Even three-quarters of millionaires across G20 countries "support higher taxes on wealth to help address the cost-of-living crisis and improve public services,"
according to polling from last week. That survey was released as 260 millionaires and billionaires implored political leaders at the World Economic Forum in Davos, Switzerland to raise taxes on the wealthy.
The Institute for Policy Studies (IPS)
highlighted on social media Wednesday that state lawmakers already have a model proving how such legislation can improve the lives of residents: Massachusetts' Fair Share Amendment, which was passed through a 2022 ballot initiative and requires those with incomes over $1 million to pay a 4% annual surtax.
"A new wealth tax in Massachusetts last year that was expected to raise $1 billion actually raised $1.5 billion, helping to fund green infrastructure, education, and childcare," IPS said in response to the
Times reporting.
Justice Democrats also welcomed news of the state-level efforts,
saying that "if you want better roads, better schools, better healthcare, better public transit... or just a generally better life, then the best way of funding that is by taxing the ultrawealthy, not allowing them to exploit more tax loopholes."
The fresh push for wealth taxes comes as states face anticipated drops in revenue. In a November analysis for the Center on Budget and Policy Priorities (CBPP), senior adviser for state tax policy Wesley Tharpe
found that as the Covid-19 pandemic raged from 2021-23, 26 states cut personal or corporate income tax rates, with half of them doing so multiple times.

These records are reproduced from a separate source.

Issue #379, opened 2019-07-18
Compress documentation uploaded to S3


pietroalbini:
At the moment we don't compress the documentation uploaded to S3, wasting a lot of space. While money for S3 isn't an issue at the moment, avoiding compression could hurt docs.rs's sustainability in the future.

~~I ran some very rough benchmarks on `reqwest 0.9.3`, compressing each `.html` file separately:~~

<details><summary>Bad benchmark</summary>

| Algorithm | Size | Compression time | Decompression time | Options |
| --- | --- | --- | --- | --- |
| *Plaintext* | 33.9 MB | - | - | - |
| Gzip | 12.0 MB | 3.2s | 3.4s | `-9` (best) |
| Gzip | 12.8 MB | 2.5s | 3.4s | `-1` (fast) |
| Zstd | 11.7 MB | 7.8s | 2.4s | `-19` (best) |
| Zstd | 12.5 MB | 2.5s | 2.4s | `-1` (fast) |
| Brotli | 11.5 MB | 5.5s | 2.3s | `-9` (best) |
| Brotli | 13.0 MB | 2.3s | 2.3s | `-0` (fast) |

</details>

~~Looking at the numbers, on average if we compress the uploaded docs we're going to save 63% of storage space, which is great from a sustainability point of view. I think we should compress all the uploaded docs going forward, and try to compress (part of) the initial import as well.~~

~~For the algoritm choice, I'd say we can go with `gzip`: there isn't much difference between the resulting sizes and the compression time delta between gzip's fast and best modes is the smallest. We can compress the initial import with `-1` to speed it up, and all the new crates with `-9`.~~

cc @Mark-Simulacrum @QuietMisdreavus 

<details><summary>Benchmark method</summary>

Installed compression tools on Ubuntu 18.04 LTS:

```
$ sudo apt install gzip brotli zstd
```

Downloaded locally the reqwest documentation:

```
$ aws s3 cp --recursive s3://rust-docs-rs/rustdoc/reqwest/0.9.3/ .
```

Compressed every `.html` file with `find`:

```
$ time find <dir> -name "*.html" -exec <command> {} \;
```

</details>

Mark-Simulacrum:
Could you populate decompression times as well? In some sense those are considerably more important for us to decide whether this is viable. Compression times for all of those are not great though :/

GuillaumeGomez:
[...]

PR #780, opened 2020-05-28
Add compression for uploaded documentation

jyn514:
This needs some tests, but otherwise I think it should be fine as is, it was super simple after #643 :)

This uses `zstd 5`, but it's very easy to change the compression now and reasonably easy to change it after it's merged (we just have to change `compression` from a boolean into an enum and continue supporting `zstd`).

This compresses transparently, so that calling `backend.get()` automatically decompresses files as needed. If the files were not compressed before uploading, they are not decompressed when downloading.

Closes https://github.com/rust-lang/docs.rs/issues/379

cc @namibj
r? @pietroalbini

### DIFF
--- a/src/db/migrate.rs
+++ b/src/db/migrate.rs
@@ -348,25 +348,21 @@ pub fn migrate(version: Option<Version>, conn: &Connection) -> CratesfyiResult<(
             "Add compression",
             // upgrade query
             "
-            CREATE TABLE compression (
-                id SERIAL PRIMARY KEY,
-                name VARCHAR(100)
-            );
-            INSERT INTO compression (name) VALUES ('zstd');
-            -- NULL indicates the file was not compressed
-            ALTER TABLE files ADD COLUMN compression INT REFERENCES compression(id);
+            -- NULL indicates the file was not compressed.
+            -- There is no meaning assigned to the compression id in the database itself,
+            -- it is instead interpreted by the application.
+            ALTER TABLE files ADD COLUMN compression INT;
             -- many to many table between releases and compression
             -- stores the set of all compression algorithms used in the release files
             CREATE TABLE compression_rels (
                 release INT NOT NULL REFERENCES releases(id),
-                algorithm INT REFERENCES compression(id),
+                algorithm INT,
                 -- make sure we don't store duplicates by accident
                 UNIQUE(release, algorithm)
             );",
             // downgrade query
             "DROP TABLE compression_rels;
-             ALTER TABLE files DROP COLUMN compression;
-             DROP TABLE compression;",
+             ALTER TABLE files DROP COLUMN compression;"
         ),
     ];
 
--- a/src/db/migrate.rs
+++ b/src/db/migrate.rs
@@ -365,6 +365,7 @@ pub fn migrate(version: Option<Version>, conn: &Connection) -> CratesfyiResult<(
             );",
             // downgrade query
             "DROP TABLE compression_rels;
+             ALTER TABLE files DROP COLUMN compression;
              DROP TABLE compression;",
         ),
     ];
--- a/src/db/migrate.rs
+++ b/src/db/migrate.rs
@@ -340,6 +340,17 @@ pub fn migrate(version: Option<Version>, conn: &Connection) -> CratesfyiResult<(
              ADD COLUMN content tsvector,
              ADD COLUMN versions JSON DEFAULT '[]';"
         ),
+        migration!(
+            context,
+            // version
+            14,
+            // description
+            "Add a field for compression",
+            // upgrade query
+            "ALTER TABLE files ADD COLUMN compressed BOOLEAN NOT NULL DEFAULT false;",
+            // downgrade query
+            "ALTER TABLE files DROP COLUMN compressed;",
+        ),
     ];
 
     for migration in migrations {
--- a/src/db/migrate.rs
+++ b/src/db/migrate.rs
@@ -345,11 +345,23 @@ pub fn migrate(version: Option<Version>, conn: &Connection) -> CratesfyiResult<(
             // version
             14,
             // description
-            "Add a field for compression",
+            "Add compression",
             // upgrade query
-            "ALTER TABLE files ADD COLUMN compression VARCHAR;",
+            "
+            CREATE TABLE compression (
+                id SERIAL PRIMARY KEY,
+                name VARCHAR(100)
+            );
+            INSERT INTO compression (name) VALUES ('zstd');
+            -- many to many table between releases and compression
+            -- stores the set of all compression algorithms used in the release files
+            CREATE TABLE compression_rels (
+                release INT NOT NULL REFERENCES releases(id),
+                algorithm INT NOT NULL REFERENCES compression(id)
+            );",
             // downgrade query
-            "ALTER TABLE files DROP COLUMN compression;",
+            "DROP TABLE compression_rels;
+             DROP TABLE compression;",
         ),
     ];
 
--- a/src/db/migrate.rs
+++ b/src/db/migrate.rs
@@ -353,11 +353,15 @@ pub fn migrate(version: Option<Version>, conn: &Connection) -> CratesfyiResult<(
                 name VARCHAR(100)
             );
             INSERT INTO compression (name) VALUES ('zstd');
+            -- NULL indicates the file was not compressed
+            ALTER TABLE files ADD COLUMN compression INT REFERENCES compression(id);
             -- many to many table between releases and compression
             -- stores the set of all compression algorithms used in the release files
             CREATE TABLE compression_rels (
                 release INT NOT NULL REFERENCES releases(id),
-                algorithm INT NOT NULL REFERENCES compression(id)
+                algorithm INT REFERENCES compression(id),
+                -- make sure we don't store duplicates by accident
+                UNIQUE(release, algorithm)
             );",
             // downgrade query
             "DROP TABLE compression_rels;
--- a/src/db/migrate.rs
+++ b/src/db/migrate.rs
@@ -347,9 +347,9 @@ pub fn migrate(version: Option<Version>, conn: &Connection) -> CratesfyiResult<(
             // description
             "Add a field for compression",
             // upgrade query
-            "ALTER TABLE files ADD COLUMN compressed BOOLEAN NOT NULL DEFAULT false;",
+            "ALTER TABLE files ADD COLUMN compression VARCHAR;",
             // downgrade query
-            "ALTER TABLE files DROP COLUMN compressed;",
+            "ALTER TABLE files DROP COLUMN compression;",
         ),
     ];
 
--- a/src/storage/mod.rs
+++ b/src/storage/mod.rs
@@ -312,6 +312,21 @@ mod test {
     }
 
     #[test]
+    fn test_compression() {
+        let orig = "fn main() {}";
+        let compressed = compress(orig.as_bytes()).unwrap();
+        let blob = Blob {
+            mime: "text/rust".into(),
+            content: compressed.clone(),
+            path: "main.rs".into(),
+            date_updated: Timespec::new(42, 0),
+            compressed: true,
+        };
+        test_roundtrip(std::slice::from_ref(&blob));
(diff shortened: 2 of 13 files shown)


jyn514:
Oh, I just realized this has the wrong content-types on s3: It uses the original content types instead of `zstd` or something like that. I'll add the original content type as a field in the metadata.

jyn514:
Actually that seems like a lot of work for no benefit, I don't know that we'll ever actually use the `zstd` encoding for anything.

jyn514:
Some benchmarks:
```
Benchmarking compress regex html: Collecting 100 samples in estimated 7.5520 s (10k i                                                                                     compress regex html     time:   [676.22 us 725.12 us 779.81 us]
Found 16 outliers among 100 measurements (16.00%)
  16 (16.00%) high severe

Benchmarking decompress regex html: Collecting 100 samples in estimated 5.1476 s (91k                                                                                     decompress regex html   time:   [55.181 us 57.623 us 60.467 us]
Found 4 outliers among 100 measurements (4.00%)
  3 (3.00%) high mild
  1 (1.00%) high severe
```

src/db/migrate.rs
```diff
@@ -325,6 +325,17 @@ pub fn migrate(version: Option<Version>, conn: &Connection) -> CratesfyiResult<(
...
+            context,
+            // version
+            13,
+            // description
+            "Add a field for compression",
+            // upgrade query
+            "ALTER TABLE files ADD COLUMN compressed BOOLEAN NOT NULL DEFAULT false;",
+            // downgrade query
+            "ALTER TABLE files DROP COLUMN compressed;",
+        ),
```
Kixiron, line 338: I still think that storing this in the s3 header is the way to go

src/storage/s3.rs
```diff
@@ -51,19 +51,25 @@ impl<'a> S3Backend<'a> {
...
     }
 
     pub(super) fn store_batch(&mut self, batch: &[Blob]) -> Result<(), Error> {
         use futures::stream::FuturesUnordered;
         use futures::stream::Stream;
+        use std::collections::HashMap;
+
         let mut attempts = 0;
+        let mut compressed = HashMap::with_capacity(1);
+        compressed.insert("compressed".into(), "true".into());
```
Nemo157, line 72: Rather than just compressed or not, this should store the encoding used, so that it’s possible to move to different encodings in the future.

Nemo157: In fact, it might make a lot of sense to use the `Content-Encoding` header instead if that’s something that S3 retains.

src/db/migrate.rs
pietroalbini: For S3 yes, this is just for the database storage backend.

pietroalbini:
The implementation looks good to me!

I agree with @Nemo157 that we should store `{algorithm}` instead of just `compressed`, and that we should use S3's native `Content-Encoding` to store it instead of a custom metadata.

Also, based on https://github.com/rust-lang/docs.rs/issues/379#issuecomment-512834913 the two options I was considering were `zstd 9` or `brotli 5` leaning torwards brotli as it uses 10% less disk space in that benchmark. You're using `zstd 5` in the PR.

src/storage/s3.rs
jyn514: `Content-Encoding` is a great idea, I didn't know it existed!

pietroalbini: The `rusoto_s3` field is this: https://docs.rs/rusoto_s3/0.43.0/rusoto_s3/struct.PutObjectRequest.html#structfield.content_encoding

Nemo157:
The other option that @namibj was investigating was zstd with a custom dictionary optimized for rustdoc output, I can probably adapt the linked benchmarking script to test that as well with a dictionary created from the docs I have.

src/storage/s3.rs
jyn514: Added in https://github.com/rust-lang/docs.rs/pull/780/commits/f13a08783b97d6af93e6603e1a8298d1168af09f

jyn514:
Oops, the benchmarks before got cut off. Here are some taken with a desktop instead of a laptop:
```
compress regex html     time:   [715.28 us 715.74 us 716.27 us]                                
Found 9 outliers among 100 measurements (9.00%)
  4 (4.00%) high mild
  5 (5.00%) high severe

decompress regex html   time:   [37.410 us 37.438 us 37.470 us]                                   
Found 8 outliers among 100 measurements (8.00%)
  3 (3.00%) high mild
  5 (5.00%) high severe
```

Nemo157:
Another idea might be to store a set of all the encodings used for a particular release into the `release` table, so we can easily lookup basic stats on compression usage without needing to go to S3. (A set to allow for different dictionaries based on filetype to be recorded).

jyn514:
> store a set of all the encodings used for a particular release into the release table

This sounds like we'd only use it for metrics? I'm not opposed in principle but storing the same data in two places risks it getting out of sync.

Of those 26 states, only Connecticut, New York, and Pennsylvania have legislators working on wealth tax legislation. However, as Tharpe
explained in a Wednesday blog post, federal pandemic relief has expired, and all the states that slashed taxes now "stand to collect an estimated $111 billion less over the next five years than they otherwise would have, with the price tag in lost revenues hitting nearly $30 billion a year by 2028."
"Shrinking revenues will jeopardize current levels of state support for vital public services like schools, health services, and income support programs," he warned. "They will also constrain states' future potential by limiting policymakers' ability to make new investments to tackle unmet or emerging needs and issues, such as child poverty, the health of pregnant or postpartum people, or housing affordability."
Tharpe argued that state policymakers "should seize the opportunity to break the tax-cut fever and pivot in a more equitable, prosperous, responsible, and forward-looking direction." He even provided some examples of states that "have recently shined a light on a different, brighter path of protecting and raising revenues to support current services and new investments."
In addition to Massachusetts' amendment, he pointed to Minnesota's
crackdown on corporate tax avoidance and Washington's new excise tax on income from the sale of stocks and other investments, which targets the wealthiest 0.2% of Washingtonians.
"States including Colorado, Maine, New Jersey, New York, and Vermont, and the District of Columbia have also raised new revenues to fund initiatives like
universal free school meals, expanded childcare and paid leave, and more affordable housing options," the CBPP expert noted. "More states should follow suit in 2024 and beyond."